# Green ribbon for first time hunter



## Saxon_Jasmine (28 December 2010)

Evening all.

I am taking my mare hunting tomorrow for the first time (I've hunted before) so think I need to tie a green ribbon in her tail. What is the best way to do this?

Thank you.


----------



## Eriskayowner (28 December 2010)

I plait my horse's tail and put it up, using green insulation tape to keep the plait in. If you don't want to plait, you can just wrap the tape around the tail. I've never had a problem with it, and it has never fallen out. 

Good luck and have fun!


----------



## lauraandjack (28 December 2010)

When I hunted my sec D for the first few times (therefore not plaited) I plaited a small section of his tail into a long plait and attached the green ribbon to this.  Seemed to work....


----------



## Christmas Crumpet (29 December 2010)

Tail up and green insulation tape round it or tail down and tape round top part of tail. When I first took my ex racehorse out who was prone to cow kicking, I had both red and green. Had quite a few comments about him looking like a traffic light!!


----------



## Eriskayowner (29 December 2010)

I used to put both colours on as well - can't claim they weren't warned and covers all eventualities!!


----------



## Cross-Country(L) (29 December 2010)

if shes not good with things on her tail you can tie it to your boot or if you have long hair at the bottom of your plait or tack it to your saddle,this is what my friend did as her horse was a bit nervous of it on her tail


----------



## mastermax (29 December 2010)

Its our Highlands first season this year too and we plaited his tail, folded it up and securred it with green tape. Brilliant, as it kept his very long tail from getting caught up and also alerted people he was a novice. TBH, I shall leave the tape in for the whole season when he goes out and hopefully by next year he will be used to the sounds, sights and smells.  Have a good hunt. x


----------



## Eriskayowner (29 December 2010)

Mousey in my sig is sporting his tail up - it's not just a very short tail!!!


----------



## Eriskayowner (29 December 2010)

And Blackjack has his tail up here, with tape. Good luck


----------



## Saxon_Jasmine (29 December 2010)

Thank you for everyone's replies. I decided to tie a piece of green ribbon in her tail which did the job. I may tape it up in the future if we get more into it, seems like a good idea.

And just a quick report of the day:

It was incredible  I think my horse was made to hunt. 

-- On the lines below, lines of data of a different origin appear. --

PR #746, opened 2023-10-21
remove unwanted whitespaces

itsbhanusharma:


tgxworld:
Thank you for the contribution but we do not accept cosmetic changes in general 🙇

PR #747, opened 2023-10-23
Discourse wo repo

SoltanYang:
Made it! Code now taken from our github private repository. Docker will build correct image and container is working.


SoltanYang:
> I think you've made a pull request against the wrong repo.

I'm terribly sorry, will fix that.

PR #750, opened 2023-10-27
DEV: Improve support for Ubuntu 20 and Debian 12

Arkshine:
I've been looking to improve the guide to setting up a development environment and tested the different versions of Ubuntu and Debian (fresh dev installation on cloud hosting)

What does this PR is to fix *Ubuntu 20* and *Debian 12* installations.
*Ubuntu 20* is still [officially supported](https://wiki.ubuntu.com/Releases).

In short:
* Removed the Debian backports usage. The `libheif` and `libaom` libraries are not backported.
* `libwebp7` is required in *Debian 12*.

*Debian 10* and *Ubuntu 18* are voluntarily ignored in the changes because they are either no longer supported or too old.

## Debian 

There is no backports installed by default. 
E.g. Debian 11:

```
E: The value 'bullseye-backports' is invalid for APT::Default-Release as such a release is not available in the sources
failed
```

Looking at the Debian backports:
* *Debian 11 Bullseye* https://backports.debian.org/bullseye-backports/overview/
* *Debian 12 Bookworm*: https://backports.debian.org/bookworm-backports/overview/

The libraries are not backported. I don't see any reason to try to use them.
### 10

The script fails on `ImageMagick`. The required version doesn't match.

`checking for libheif >= 1.4.0... no`

```
# apt show libheif1
Package: libheif1
Version: 1.3.2-2~deb10u1
```

It's possible to compile from source. 
This distribution is fairly old, and It seems to be a good idea to use at least the same version as Discourse (*Debian 11*)
### 11

With the change introduced in this PR, it works great.
Discourse uses the `bullseyes-slim` docker image, and the `bullseye-backports` is included by default.
### 12

```
# cat /etc/issue
Debian GNU/Linux 12 \n \l
```
With the change introduced in this PR, it works great.

### 18

Similar to *Debian 10*, this can work with some effort. However, the distribution is fairly old and unsupported.
To make it work, you need at least Node 16 and *libeom*/*heif* compiled from the source.
We can skip it.

### 20
With the change introduced in this PR, it works great.

### 22
It works great as it is.

### DIFF
--- a/image/base/install-imagemagick
+++ b/image/base/install-imagemagick
@@ -8,8 +8,8 @@ IMAGE_MAGICK_HASH="d282117bc6d0e91ad1ad685d096623b96ed8e229f911c891d83277b350ef8
 # We use debian, but GitHub CI is stuck on Ubuntu Bionic, so this must be compatible with both
 LIBJPEGTURBO=$(cat /etc/issue | grep -qi Debian && echo 'libjpeg62-turbo libjpeg62-turbo-dev' || echo 'libjpeg-turbo8 libjpeg-turbo8-dev')
 
-# Ubuntu 22.04/22.10  doesn't have libwebp6
-LIBWEBP=$(cat /etc/issue | grep -qi 'Ubuntu 22' && echo 'libwebp7' || echo 'libwebp6')
+# Ubuntu 22.04/22.10 and Debian 12  doesn't have libwebp6
+LIBWEBP=$(cat /etc/issue | grep -qiE 'Ubuntu 22|Debian.*12' && echo 'libwebp7' || echo 'libwebp6')
 
 PREFIX=/usr/local
 WDIR=/tmp/imagemagick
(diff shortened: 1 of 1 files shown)


Arkshine:
I made an update. I tested Debian 10, 11, and 12, and this PR improves support for Ubuntu 20 and _now_ Debian 12.
The first message should be more descriptive.

Arkshine:
The build failure doesn't seem related to this PR. 🤔  It errors with:

```
#10 5.898 Couldn't connect to Redis
#10 5.930 rake aborted!
#10 5.930 Redis::CannotConnectError: Error connecting to Redis on localhost:6379 (Errno::EADDRNOTAVAIL) (Redis::CannotConnectError)
```

tgxworld:
Thank you for the PR here and this has been addressed in https://github.com/discourse/discourse_docker/commit/21a0351e301d9dde94ae8022ad734827624434f3.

She pricked her ears at the sight of the hounds and sound of the horn and just looked totally at home. She is an ex racehorse who I have re schooled over the past year and is prone to having tantrums, however she just relaxed as soon as we arrived.

Unfortunatly it was too foggy to hunt, but we went for a lovely ride anyway. My mare had a silly 2 mins when I rode her at the front (I thought she'd be happier there) but then we found someone to ride with at the back and she settled instantly. After 10mins she was happily cantering along with no rein contact. 

I am so pleased I found something she really loves, and that I love too. I think my potential eventer is now going to be my hunter.

Thanks for reading.


----------



## Happy Hunter (29 December 2010)

Oh thats great!
Do you know much about her racing history - Lots of them have to Hunt to qualify for races 

Glad it was fun! hope the fog goes soon for you!


----------



## Ditchjumper2 (29 December 2010)

Glad to hear you had a wonderful time.  So much more enjoyable when your horse behaves.  Where did you meet?


----------



## ofcourseyoucan (29 December 2010)

glad you had a good day! i would still put tape in for the next few outings as they sometimes loose the plot on the next few meets! then at least you have warned people. lets hope she continues to be a lovely hunter for you.


----------



## Saxon_Jasmine (29 December 2010)

I think she must have hunted before as she is an Irish racehorse. I know she raced National Hunt, not sure if that means she had to hunt? 

Yes, it was a massive relief that she behaved! She is normally lovely but can have horrid, horrid tantrums when she gets worried.

Yup, green tape/ribbon will be staying in this year, just incase she gets more excitable with time. Our Master said to me today that they are normally beautifully behaved on the first time out, ok on the second, and little s*ds on the third. I hope this isn't true!

I'm going to get out as much as possible for the rest of this season (probably not much though as I'm at Uni), pray that it helps her eventing for the summer, then properly organise transport, etc for hunting next year and try and get her out once or twice a week


----------



## amage (2 January 2011)

Saxon_Jasmine said:



			I think she must have hunted before as she is an Irish racehorse. I know she raced National Hunt, not sure if that means she had to hunt?
		
Click to expand...

I doubt it! According to her racing record she never pointed and over here you don't hunt them to qualify them anyway. She ran in 3 bumpers and 4 hurdles so would have had no need to hunt from a schooling point of view. If she ever did hunt, she was trained in Galway so would have been hunting stonewall country. I have seen quite a few Luso horses take to hunting after racing like ducks to water!


----------